The negatively charged particles are not likely to belong in the interlayer space of clay minerals. The work of Tournassat et al. (2016) has shown that the Cl is going to be excluded from the interlayer and will be partially banned from entering nanopores of clay minerals. When the water content was increased gradually to five water layers, Cl ions had access to the interlayer only from three to five-layer hydrates. Another simulation that reported similar results was by Hedström and Karnland (2012). These results seem to suggest that anions have limited access to the interlayer space. Therefore, at low water contents, the anions in WBDF simply serve as carriers of the cations, and once the dissociation occurs, the anions remain in the bulk phase. More MD simulations can be conducted on anion’s role in swelling inhibition when adsorbed on the surface and edges of clays as well as when they are (even if it is for a short time) in the clay nanopores.

Conclusions

This article reviewed MD simulation works on clay–water interactions to investigate clay swelling mechanisms and the inhibitors’ actions. The review presented the key insights needed to quantify the observations and understand the mechanisms involved in clay swelling and its inhibition for the petroleum drilling application. In this final section, some of the things not addressed by documented literature are pointed out.

  1. 1.

    In a petroleum drilling operation, a mixture of bentonite and different chemicals are usually used to prepare WBDF. Since mixing different chemicals can have a synergistic effect, it will be interesting to simulate inhibitor and other vital ingredients of the WBDF interactions with clays. Some time ago, due to less computer power, such computationally expensive systems could not be studied. However, there have been considerable advancements in computer hardware recently. Therefore, systems that consider the impact of the presence of other chemicals can be investigated.

  2. 2.

    Different MD simulations in the literature use different models to represent water in clay–water interaction. Some of these works have reported discrepancies when other water-based models are used. However, no clear explanations are given on the decision criteria for choosing any particular model. Following the work of Ferrage et al. (2011), it will be much proper for future simulations to adopt models that best fit the experimental values. Apart from simplifying computations, there is no other meaningful reason given for making a specific choice.

  3. 3.

    There are many contrasting findings on the influence of layer charge and charge location on the swelling of Mt. These differences necessitate a more in-depth analysis of the atomic-scale interactions to quantify the observations and explore the involved mechanisms more accurately.

  4. 4.

    Most MD simulation literature does not analyze Mt swelling as a function of inhibitor concentration. Therefore, it will be captivating to know the optimum concentration for the best inhibitor performance.
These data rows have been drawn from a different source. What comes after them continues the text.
PR #393, opened 2023-10-10
Move to Arrow-squid

### LINKED ISSUE #372: Bump indexer deps and migrate to Arrow-squid
The current version of subsquid will be deprecated in December. We should move to arrow-squid asap. Migration steps https://docs.subsquid.io/migrate/migrate-to-arrowsquid-on-substrate/

although many networks aren't available yet, we should test and get ready.
Available networks: https://docs.subsquid.io/substrate-indexing/supported-networks/

Tbaut:
closes #372

- There should be no change in the interface, or actually anything. It's purely a backend upgrade that should be transparent.
- 90% of the diff is auto-generated here, such as everything in `squid/src/types`
- some RPCs from onFinality were unresponsive
- I merged the chopsticks PR into this one because Chopsticks needed Arrow-squid, and both PRs in parallel was more annoying than anything. Right now there's a config file for Chopstick that will be used when we close https://github.com/ChainSafe/Multix/issues/394


Tbaut:
I'm moving Joystream to RPC, takes a little while to sync, ~2h but there will be an archive in the next weeks.

squid/src/main.ts
```diff
@@ -70,19 +59,22 @@ const processor = new SubstrateBatchProcessor()
...
-  .addEvent('Proxy.PureCreated', dataEvent)
-  .addEvent('Proxy.AnonymousCreated', dataEvent)
-  .addEvent('Proxy.ProxyAdded', dataEvent)
-  .addEvent('Proxy.ProxyRemoved', dataEvent)
-
-export type Item = BatchProcessorItem<typeof processor>
-export type Ctx = BatchContext<Store, Item>
+  .setFields({ ...fields })
+  .addCall({
+    name: [
```
Lykhoyda, line 64: We can move it to the constant

Tbaut: totally. Done in [e8a2fde](https://github.com/ChainSafe/Multix/pull/393/commits/e8a2fdee272d99330a1ec517d0c904dca1c2092f)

Besides, knowing this is extremely helpful as it can reduce the costs of drilling and save the environment if it is found that low concentration can achieve a similar effect as high concentration.

  5. 5.

    Finally, to make the MD simulations closely resemble clay–water interactions in real life. Instead of using the non-reactive force fields (e.g., Clayff), it will be compelling to investigate the clay–water–inhibitor interaction using a reactive force field, such as that by Chenoweth et al. (2009).